California Wildfire Prediction: Machine Learning

Introduction

Beat the Heat is a project aimed at leveraging machine learning (ML) to fight wild fires in California. More specifically, data on conditions influential to fires were taken from raw sattelite images along with fire record data to train ML models to determine whether a fire was likely to take place given a set of conditions. These conditions include plant health, temperature of the surface of the earth, and a fire detecting factor called thermal anomalies, and were matched against the fire record to train our models of what senarios are likey to result in fires. A number of ML models were used on different combinations of the data, with the most noteworthy accuracy results being 93% and 86% with support vector machine and k-nearest neighbor models, respectively. For a more detailed description with diagrams, please go to the design page or read the full paper here.

SVM, LR, GNB, KNN Demo

NN Demo

Technology

Results

California Fire Prediction (All of California)

Fig 1: Accuracy scores with California values (no counties)
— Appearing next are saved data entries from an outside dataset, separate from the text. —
PR #401, opened 2018-09-11
Added support for decoupling scheduled updated from cf

sauravmndl:
1. Decoupled update by calling broker api
2. Change in Agent bind/unbind apis
3. Introduced config driven (from service plan) lock operations


jobs/ServiceInstanceUpdateJob.js
```diff
@@ -72,9 +73,18 @@ class ServiceInstanceUpdateJob extends BaseJob {
 
   static updateInstanceIfOutdated(instanceDetails, planId, operationResponse) {
     const plan = catalog.getPlan(planId);
+    let context;
     logger.info(`Instance Id: ${instanceDetails.instance_id} - manager : ${plan.manager.name} - Force Update: ${plan.service.force_update}`);
-    return this
-      .getOutdatedDiff(instanceDetails.deployment_name, instanceDetails.instance_id, plan)
+    return cloudController.getOrgAndSpaceGuid(instanceDetails.instance_id)
```
subhankarc: why is this CF call needed? If we need to fetch the org and space, fetch it from apiserver resource.

jobs/ServiceInstanceUpdateJob.js
```diff
@@ -134,41 +146,49 @@ class ServiceInstanceUpdateJob extends BaseJob {
...
-            platform: CONST.PLATFORM.CF,
-            organization_guid: opts.organization_guid,
-            space_guid: opts.space_guid
-          };
-          opts.context = context;
-          return directorManager
-            .diffManifest(deploymentName, opts);
-        })
-      );
+      .then(directorManager => directorManager.diffManifest(deploymentName, tenantInfo));
```
subhankarc: Please use `DirectorService` instead. DirectorManager and usage of it is deprecated.

jobs/ServiceInstanceUpdateJob.js
```diff
@@ -134,41 +146,49 @@ class ServiceInstanceUpdateJob extends BaseJob {
       });
   }
 
-  static getOutdatedDiff(deploymentName, instanceId, plan) {
+  static deploymentStaggered(err) {
```
subhankarc: Why do we have to do this response description parsing logic? Does not look good.

jobs/ServiceInstanceUpdateJob.js
```diff
@@ -134,41 +146,49 @@ class ServiceInstanceUpdateJob extends BaseJob {
...
+    const response = _.get(err, 'error', {});
+    const description = _.get(response, 'description', '');
+    return description.indexOf(CONST.FABRIK_OPERATION_STAGGERED) > 0 && description.indexOf(CONST.FABRIK_OPERATION_COUNT_EXCEEDED) > 0;
+  }
+
+  static deploymentLocked(err) {
```
subhankarc: same as above.

jobs/ServiceInstanceUpdateJob.js
```diff
@@ -134,41 +146,49 @@ class ServiceInstanceUpdateJob extends BaseJob {
...
+          service_id: plan.service.id,
+          plan_id: plan.id,
+          previous_values: {
+            service_id: plan.service.id,
+            plan_id: plan.id,
+            organization_id: context.organization_id,
+            space_id: context.space_guid
+          },
+          parameters: {
+            scheduled: true,
```
subhankarc: We should pass and preserve the `service-fabrik-operation` parameter. `EventlogInterceptor` has dependency on the same.

managers/bosh-manager/DirectorService.js
```diff
@@ -778,7 +769,14 @@ class DirectorService extends BaseDirectorService {
     return Promise.join(
         this.executeActions(CONST.SERVICE_LIFE_CYCLE.PRE_BIND, actionContext),
         this.getDeploymentIps(deploymentName),
-        (preBindResponse, ips) => this.agent.createCredentials(ips, binding.parameters, preBindResponse)
+        (preBindResponse, ips) => utils.retry(() => this.agent.createCredentials(ips, binding.parameters, preBindResponse), {
+          maxAttempts: 3,
+          timeout: Math.floor(config.http_timeout * 2 / 3)
```
subhankarc: Ok so the timeout is configured here. The problem could be if the first IP is not reachable and taking time, always it would time out. I was thinking of timeout per request.

jobs/ServiceInstanceUpdateJob.js
sauravmndl: I was present in FabrikOperation class. I moved it here.

managers/bosh-manager/DirectorService.js
sauravmndl: Sure. Will do it.

api-controllers/FabrikBaseController.js
```diff
@@ -63,7 +63,7 @@ class FabrikBaseController extends BaseController {
             resourceId: req.params.instance_id,
             operation: operationType
           }
-        });
+        }, _.get(plan, 'supported_operations'));
```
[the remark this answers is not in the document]
sauravmndl: done. passing plan

common/utils/ServiceBrokerClient.js
```diff
@@ -72,6 +72,26 @@ class ServiceBrokerClient extends HttpClient {
       }, 200)
       .then(res => res.body);
   }
+
+  updateServiceInstance(options) {
+    logger.info(`-> Updating instance -  name: ${options.instance_id}`);
```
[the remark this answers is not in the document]
sauravmndl: done

data-access-layer/eventmesh/LockManager.js
```diff
@@ -94,14 +94,14 @@ class LockManager {
    * @param {string} [lockDetails.lockedResourceDetails.operation] - Operation type who is acquiring the lock. ex: backup
    */
 
-  lock(resourceId, lockDetails) {
+  lock(resourceId, lockDetails, supportedOperations) {
```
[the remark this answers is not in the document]
sauravmndl: done

data-access-layer/service-agent/Agent.js
```diff
@@ -204,19 +204,23 @@ class Agent extends HttpClient {
...
 
   deleteCredentials(ips, credentials, preUnbindResponse) {
     const body = {
       credentials: credentials,
       actions: preUnbindResponse
     };
-    return this
-      .getHost(ips, 'credentials')
-      .then(ip => this.post(ip, 'credentials/delete', body, 200));
+    return Promise
```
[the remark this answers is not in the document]
sauravmndl: have put timeout 30 sec for each operation.

jobs/ServiceInstanceUpdateJob.js
sauravmndl: done

data-access-layer/eventmesh/LockManager.js
```diff
@@ -214,8 +214,16 @@ class LockManager {
     });
   }
 
-  _getLockType(operation) {
-    if (_.includes(CONST.APISERVER.WRITE_OPERATIONS, operation)) {
+  _getLockType(requestedOperation, supportedOperations) {
```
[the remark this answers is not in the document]
sauravmndl: passing plan now

broker/config/settings.yml
```diff
@@ -703,6 +703,10 @@ defaults: &defaults
       id: 'bc158c9a-7934-401e-94ab-057082a5073f'
       name: 'v1.0-xsmall'
       free: false
+      supported_operations:
```
subhankarc: `async_ops_supporting_parallel_sync_ops` is what I could think of as a name.

Also, I think use of & and * is better so that u declare it once and use elsewhere.

subhankarc: Also, flat list instead of having read, as we discussed.

data-access-layer/service-agent/Agent.js
```diff
@@ -204,19 +204,37 @@ class Agent extends HttpClient {
...
     };
-    return this
-      .getHost(ips, 'credentials')
-      .then(ip => this.post(ip, 'credentials/create', body, 200));
+    return Promise
+      .any(_.map(ips, ip => utils.retry(() => this
+          .getHost([ip], 'credentials')
+          .then(ip => this.post(ip, 'credentials/create', body, 200)), {
+            maxAttempts: 2,
+            timeout: 30000
```
subhankarc: Put a constant may be!

jobs/ServiceInstanceUpdateJob.js
```diff
@@ -39,25 +40,23 @@ class ServiceInstanceUpdateJob extends BaseJob {
...
-        .getServicePlanIdForInstanceId(instanceDetails.instance_id)
-        .then((planId) => (planId === undefined ?
+      return eventmesh.apiServerClient.getResource({
+          resourceGroup: CONST.APISERVER.RESOURCE_GROUPS.DEPLOYMENT,
+          resourceType: CONST.APISERVER.RESOURCE_TYPES.DIRECTOR,
+          resourceId: instanceDetails.instance_id
+        })
+        .catch(errors.NotFound, () => undefined)
+        .then(resource => _.get(resource, 'spec.options'))
+        .then((resourceDetails) => (resourceDetails === undefined ?
```
subhankarc: Ideally all the resource would be created once a scheduled update is triggered on live, still deletion is little risky, can we log erro to start with?

managers/bosh-manager/DirectorService.js
```diff
@@ -232,22 +231,14 @@ class DirectorService extends BaseDirectorService {
...
-    }
     return this
       .initialize(operation)
-      .then(() => token ? jwt.verify(token, config.password) : null)
-      .then(serviceFabrikOperation => {
-        logger.info('SF Operation input:', serviceFabrikOperation);
-        this.operation = _.get(serviceFabrikOperation, 'name', 'update');
+      .then(() => {
+        logger.info('Parameters for update operation:', _.get(params, 'parameters'));
         // normal update operation
```
subhankarc: Please remove this comment now. I should have only removed it in my PR.

subhankarc:
@amitmalav please review once.

data-access-layer/service-agent/Agent.js
sauravmndl: done

broker/config/settings.yml
sauravmndl: done

jobs/ServiceInstanceUpdateJob.js
sauravmndl: as discussed leaving, as would be taken care by update.

managers/bosh-manager/DirectorService.js
sauravmndl: done

jobs/ServiceInstanceUpdateJob.js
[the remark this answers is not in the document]
sauravmndl: inherited from FabrikOperation

broker/config/settings.yml
```diff
@@ -703,6 +703,9 @@ defaults: &defaults
       id: 'bc158c9a-7934-401e-94ab-057082a5073f'
       name: 'v1.0-xsmall'
       free: false
+      async_ops_supporting_parallel_sync_ops: &async_ops_supporting_parallel_sync_ops
```
subhankarc: just add one liner with a description in case it is not understood.

data-access-layer/eventmesh/LockManager.js
```diff
@@ -94,14 +94,14 @@ class LockManager {
    * @param {string} [lockDetails.lockedResourceDetails.operation] - Operation type who is acquiring the lock. ex: backup
```
amitmalav: Can you please add `plan` also in jsdoc as optional param

data-access-layer/eventmesh/LockManager.js
```diff
@@ -214,8 +214,15 @@ class LockManager {
     });
   }
 
-  _getLockType(operation) {
-    if (_.includes(CONST.APISERVER.WRITE_OPERATIONS, operation)) {
+  _getLockType(requestedOperation, plan) {
+    const supportedOperations = _.get(plan, 'async_ops_supporting_parallel_sync_ops');
```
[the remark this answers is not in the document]
jagadish-kb: Rather i will check for `supported_operations` for the plan and if the `supported_operation` includes `bind_during_update` then in the method `middleware.checkBlockingOperationInProgress`, if i see if its write locked and the operation is update, then if the plan supports bind_during_update, and if the requested operation is bind, i allow it through.

api-controllers/FabrikBaseController.js
```diff
@@ -63,7 +63,7 @@ class FabrikBaseController extends BaseController {
             resourceId: req.params.instance_id,
             operation: operationType
           }
-        });
+        }, plan);
```
jagadish-kb: not related to this PR but in general for SF2.0, during Bind we dont acquire any READ locks. Shouldn't we be acquiring it? look here `middleware.checkBlockingOperationInProgress` - if we dont see a write lock we just proceed, but what if someone fires update while a bind is in progress? or say fires a delete ?

broker/config/settings.yml
jagadish-kb: +1. Too complicated name. Also I feel this should not be a generic name as above. Rather use `supported_features` and specifically call it `bind_during_update`. Also how do you know if the agent is in normal update Vs Major version upgrade? Can agents support bind during both scenarios or should we even distinguish between them? Somehow i am inclined towards leveraging `supported_features` as it fits better.

common/utils/ServiceBrokerClient.js
```diff
@@ -72,6 +73,31 @@ class ServiceBrokerClient extends HttpClient {
       }, 200)
       .then(res => res.body);
   }
+
+  updateServiceInstance(options) {
```
jagadish-kb: The intention of this PR was to decouple update from CF and if i understood it right allow for bind during update. If the /v2/service_instances patch api still returns back 202, then during normal updates bind wont go through because CF itself would error out. So the scope of this PR is to directly hit broker end point for update?

data-access-layer/service-agent/Agent.js
```diff
@@ -196,27 +197,45 @@ class Agent extends HttpClient {
...
   createCredentials(ips, parameters, preBindResponse) {
     const body = {
       parameters: parameters,
       actions: preBindResponse
     };
-    return this
-      .getHost(ips, 'credentials')
-      .then(ip => this.post(ip, 'credentials/create', body, 200));
+    return Promise
+      .any(_.map(ips, ip => utils.retry(() => this
```
jagadish-kb: Promise.any wrapping retry not a good combination. Since retry happens in background even though one of the promises are resolved retry on unsupported agent also will continue to happen.

Why not wrap the existing code in util.retry like the below?
```
 return utils.retry(() => { 
      return this
      .getHost(ips, 'credentials')
      .then(ip => this.post(ip, 'credentials/create', body, 200))},
            maxAttempts: 2,
            timeout: CONST.AGENT.OPERATION_TIMEOUT_IN_MILLIS,
            predicate: (err) => (err instanceof errors.Timeout)
          }); 
;
```
The above code does a retry of the entire stuff again in case of timeout error. In all other cases you should not retry. The below code will end up retrying even when there is legitigmate errors being thrown from agent.

data-access-layer/service-agent/Agent.js
```diff
@@ -196,27 +197,45 @@ class Agent extends HttpClient {
...
   deleteCredentials(ips, credentials, preUnbindResponse) {
     const body = {
       credentials: credentials,
       actions: preUnbindResponse
     };
-    return this
-      .getHost(ips, 'credentials')
-      .then(ip => this.post(ip, 'credentials/delete', body, 200));
+    return Promise
+      .any(_.map(ips, ip => utils.retry(() => this
```
jagadish-kb: Same comment as above.

jobs/ServiceInstanceUpdateJob.js
```diff
@@ -39,25 +40,23 @@ class ServiceInstanceUpdateJob extends BaseJob {
         logger.error(msg);
         return this.runFailed(new errors.ServiceUnavailable(msg), operationResponse, job, done);
       }
-      return this
-        .getServicePlanIdForInstanceId(instanceDetails.instance_id)
-        .then((planId) => (planId === undefined ?
+      return eventmesh.apiServerClient.getResource({
```
jagadish-kb: Resource group and types are all plan related. Instead wouldnt it be better if we hit the info end point of the service instance by servicefabrik api controller and consume that? Because the instance could also be K8S down the line and this code is typing up the code more to director. So i would recommend enhancing FabrikAPI to return instance info if required (if it is already not returning it). -- i.e. in case if agents are down of if agents cannot be down if the info endpoint is currently erroring, instead of erroinng they can include the state and return back other info from etcd as part of that api.

jobs/ServiceInstanceUpdateJob.js
```diff
@@ -86,34 +87,36 @@ class ServiceInstanceUpdateJob extends BaseJob {
...
-            if (err instanceof errors.DeploymentAttemptRejected) {
+            if (this.deploymentStaggered(err)) {
               //If deployment was staggered due to exhaustion of workers, reschedule update job
               //Retry attempts do not count when deployment is staggered
               //TODO: Need to check if the next run for scheduled update causes problems if the earlier deployment did not go through
               trackAttempts = false;
               err.statusMessage = 'Deployment attempt rejected due to BOSH overload. Update cannot be initiated';
             }
-            if (err instanceof errors.DeploymentAlreadyLocked) {
+            if (this.deploymentLocked(err)) {
```
jagadish-kb: can you also move the lines 119-122 into the method `deploymentLocked` and rename this method into `deploymentLockedForBackup`  and return the boolean accordingly?

managers/bosh-manager/DirectorService.js
```diff
@@ -232,22 +231,13 @@ class DirectorService extends BaseDirectorService {
...
     return this
       .initialize(operation)
-      .then(() => token ? jwt.verify(token, config.password) : null)
-      .then(serviceFabrikOperation => {
-        logger.info('SF Operation input:', serviceFabrikOperation);
-        this.operation = _.get(serviceFabrikOperation, 'name', 'update');
-        // normal update operation
+      .then(() => {
+        logger.info('Parameters for update operation:', _.get(params, 'parameters'));
+        this.operation = this.operation || 'update';
```
jagadish-kb: Is this line required?

managers/bosh-manager/DirectorService.js
```diff
@@ -232,22 +231,13 @@ class DirectorService extends BaseDirectorService {
...
         if (this.operation === 'update') {
```
jagadish-kb: Is this line required? now that you have removed all other code? So its always update right?

managers/bosh-manager/DirectorService.js
```diff
@@ -778,7 +768,13 @@ class DirectorService extends BaseDirectorService {
     return Promise.join(
         this.executeActions(CONST.SERVICE_LIFE_CYCLE.PRE_BIND, actionContext),
         this.getDeploymentIps(deploymentName),
-        (preBindResponse, ips) => this.agent.createCredentials(ips, binding.parameters, preBindResponse)
+        (preBindResponse, ips) => utils.retry(() => this.agent.createCredentials(ips, binding.parameters, preBindResponse), {
```
jagadish-kb: Agent.js does a retry and here you are retrying thrice? so in effect you have max 6 attempts at recreating creds. Can you add retry only at one place? Just having it here as well is fine.

managers/bosh-manager/DirectorService.js
```diff
@@ -778,7 +768,13 @@ class DirectorService extends BaseDirectorService {
...
+          maxAttempts: 3
+        })
+        .catch(errors.Timeout, err => {
```
jagadish-kb: why is this error logged specifically? This would have anyways got logged in LN790. Seems unnecessary.

managers/bosh-manager/DirectorService.js
```diff
@@ -816,7 +812,14 @@ class DirectorService extends BaseDirectorService {
           this.getDeploymentIps(deploymentName),
           this.getBindingProperty(deploymentName, id)
         ]))
-      .spread((preUnbindResponse, ips, binding) => this.agent.deleteCredentials(ips, binding.credentials, preUnbindResponse))
+      .spread((preUnbindResponse, ips, binding) => utils.retry(() => this.agent.deleteCredentials(ips, binding.credentials, preUnbindResponse), {
```
jagadish-kb: Same comment as above. Retry at multiple places unnecessary.

data-access-layer/eventmesh/LockManager.js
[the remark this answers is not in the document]
jagadish-kb: Also service instance update job fires update again as part of retry. So at any point in time two updates will happen from the job, so having the read lock would lead to pushing two updates downstream.

data-access-layer/eventmesh/LockManager.js
sauravmndl: done

broker/config/settings.yml
sauravmndl: put the comment

common/utils/ServiceBrokerClient.js
sauravmndl: only for schedule update.

data-access-layer/service-agent/Agent.js
sauravmndl: removed retry from here.

managers/bosh-manager/DirectorService.js
sauravmndl: yes. for directly invoking instance and call. Breaks UT otherwise.

jobs/ServiceInstanceUpdateJob.js
sauravmndl: This is the generic method for 'deploymentLocked'. for backup or not checked in caller

managers/bosh-manager/DirectorService.js
sauravmndl: removed

managers/bosh-manager/DirectorService.js
sauravmndl: removed from agent.

jobs/ServiceInstanceUpdateJob.js
jagadish-kb: Agree but is this deploymentLocked used anywhere else?  If this is common method, then move this to utils so that it can be reused and also move the LN119-120 into another util method `isDeploymentLockedFor(operationName, err)`
```
function isDeploymentLockedFor(operationName, err){
    if(isDeploymentLocked(err)){
          const errMessage = _.get(err, 'error.description') || '';
         const operation = errMessage.split(' ').splice(-1)[0];	              
          if (operation === operationName) {    
                  return true;
          }
       }
   return false;
}
```
Just recommending the above for better readability. 
Also better to name functions with boolean response with prefix `is` or `has`. In this case `is` suits better.

managers/bosh-manager/DirectorService.js
jagadish-kb: Ok.

managers/bosh-manager/DirectorService.js
```diff
@@ -778,7 +768,13 @@ class DirectorService extends BaseDirectorService {
     return Promise.join(
         this.executeActions(CONST.SERVICE_LIFE_CYCLE.PRE_BIND, actionContext),
         this.getDeploymentIps(deploymentName),
-        (preBindResponse, ips) => this.agent.createCredentials(ips, binding.parameters, preBindResponse)
+        (preBindResponse, ips) => utils.retry(() => this.agent.createCredentials(ips, binding.parameters, preBindResponse), {
+          maxAttempts: 3,
+          timeout: CONST.AGENT.OPERATION_TIMEOUT_IN_MILLIS
```
jagadish-kb: Do you want to add a predicate here to retry to only retry in case of TimeOut? You seem to be retrying even for other generic errors which Agent might be throwing.

sauravmndl: Can be better to retry as scenarios might be getinfo successful but createcreds not. Or there might be other unknown scenarios. Also, the timeout happens in 35 sec much lower than cf timeout. Is that fine? In all other retries in code base we don't check only for timeout. So, shall we keep the same for this as well ?

api-controllers/FabrikBaseController.js
sauravmndl: As discussed 'async_ops_supporting_parallel_sync_ops' parameter in plan having the info.

data-access-layer/eventmesh/LockManager.js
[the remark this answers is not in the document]
sauravmndl: As discussed 'async_ops_supporting_parallel_sync_ops' parameter in plan having the info.

data-access-layer/service-agent/Agent.js
sauravmndl: removed retry from here.

jobs/ServiceInstanceUpdateJob.js
sauravmndl: As no provisioner is present apart from bosh director, hence hard coded. Ideal would be to save plan id in job data. In plan the resource group and type are present.
So, have put comment
```
      /* In case of instance provisioned by other than bosh director.
       * Need to chnage resource group / type. Better to save plan name in job data.
       * Otherwise need to look for instance_id with all possible provisioners.
       */
```

jobs/ServiceInstanceUpdateJob.js
sauravmndl: moved to utils.

managers/bosh-manager/DirectorService.js
sauravmndl: removed

api-controllers/FabrikBaseController.js
kamath-prasad: Maybe I didn't get this correctly , someone firing update or delete while bind is in progress cannot happen as CF would not allow it , correct ? Because for user triggered update/delete , the request will come via CF ?!

I see that now since we have decoupled outdated instance update from CF , there is a chance that while bind is in progress an outdated instance update can go through.

Is this understanding correct ?

jagadish-kb: @kamath-prasad - Your understanding is correct. In summary this is what we are doing:
1. For SYNCH operations no locks are acquired by SF.
2. Only for ASYCNH operations we acquire lock and we flag that lock as READ/WRITE. If a LOCK is flagged as READ, then it would allow for parallel SYNCH requests to go through.

So we still rely on the platform for locking SYNCH operations as you have rightly pointed out and this is sth if K8s does not provide similar to CF, then we must revisit this model and have our locking completely independent of platform. Hope this clarifies any further doubts that you had.

data-access-layer/eventmesh/LockManager.js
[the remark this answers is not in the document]
jagadish-kb: Ok.

managers/bosh-manager/DirectorService.js
jagadish-kb: You are retrying on the method 'createCredentials' - this method internally does two things - get ip (via /info) & create creds. Now if either of these fails, the method 'createCredentials' fails. Also when you are retrying in scenarios like above (especially creating sth), its better to retry on known scenarios. If unknown scenarios occur, which also qualifies for retry then they must be added in subsequently as known scenarios. Should not retry for anything and everything.

jagadish-kb: With regards to this timeout value, better get this clarified once from service team if this SLA is acceptable to services teams. Also i thought you were a big proponent of configs over constant :-), if this is sth thats configurable wouldnt you want it in your configs ?

api-controllers/FabrikBaseController.js
subhankarc: Adding to what @jagadish-kb said, with scheduled update not going through CF, even if it happens that update comes while bind in progress and update brings the VM down, the retry would ensure that the credential is created.

managers/bosh-manager/DirectorService.js
subhankarc: +1 for keeping it a config with a default in the spec.

sauravmndl: sure, will put in config :)

jobs/ServiceInstanceUpdateJob.js
```diff
@@ -86,34 +87,36 @@ class ServiceInstanceUpdateJob extends BaseJob {
...
               //If deployment locked then backup is in progress. So reschedule update job,
               //Retry attempts dont count when deployment is locked for backup.
               // Only if locked for backup operation
               // Message example: 
               // Service Instance abcdefgh-abcd-abcd-abcd-abcdefghijkl __Locked__ at Mon Sep 10 2018 11:17:01 GMT+0000 (UTC) for backup
-              const errMessage = err.message || '';
+              const errMessage = _.get(err, 'error.description') || '';
```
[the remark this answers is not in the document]
sauravmndl: Introduction of error parsing is wrong approach itself. As it is a legacy code, had to do this way.

managers/bosh-manager/DirectorService.js
subhankarc: @jagadish-kb @sauravmndl  I feel retrying for all error scenarios is not going to create any issue, if not make it better. Finding the set of errors for which we need to retry is tricky, as errors like "credentials cannot be created as cluster topology changed in between" may also be types of error for which retry is necessary. I do not see any error for which retry should not be done, do you see any? As it is only be retried for finite amount of time, I guess it is better to keep the retry for all errors. Let me know what you think.

sauravmndl: @jagadish-kb As discussed keep as it is. Better to find out all possible errors and do retry only for those errors. So, not retrying only for timeout error. Anyway it will timeout in 35 secs (configurable now). In future if required we will find out list of all possible errors and do retry for only those for all agent operations.

jobs/ServiceInstanceUpdateJob.js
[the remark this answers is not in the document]
sauravmndl: done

Figure 1 shows the results of the different machine learning models we have used to analysis the fire conditions across all of California. As shown in the table above, the Support Vector Machine (SVM) had the highest accuracy score of 93% in predicting wildfires in California. In order to increase the practicality of this project, the dataset inputs were broken down further into counties. This meant the models would attempt to predict fires in certain counties rather than what conditions were likely to cause fires in California, as the original experiment modeled.

California Fire Prediction (California Counties)

Fig 2: Accuracy scores with California counties

Figure 2 shows the result of all models applied on the data of 44 counties CA that had fires in the past two years. Even though this result is very high accuracy score but it might be too biased due to the imbalance class in the data. There were 1370 Fires and 41,028 No_Fires. The ratio is approximately 1:30 and is considered a severe imbalance. This imbalance could lead the model to predict on only No_Fire most of the time.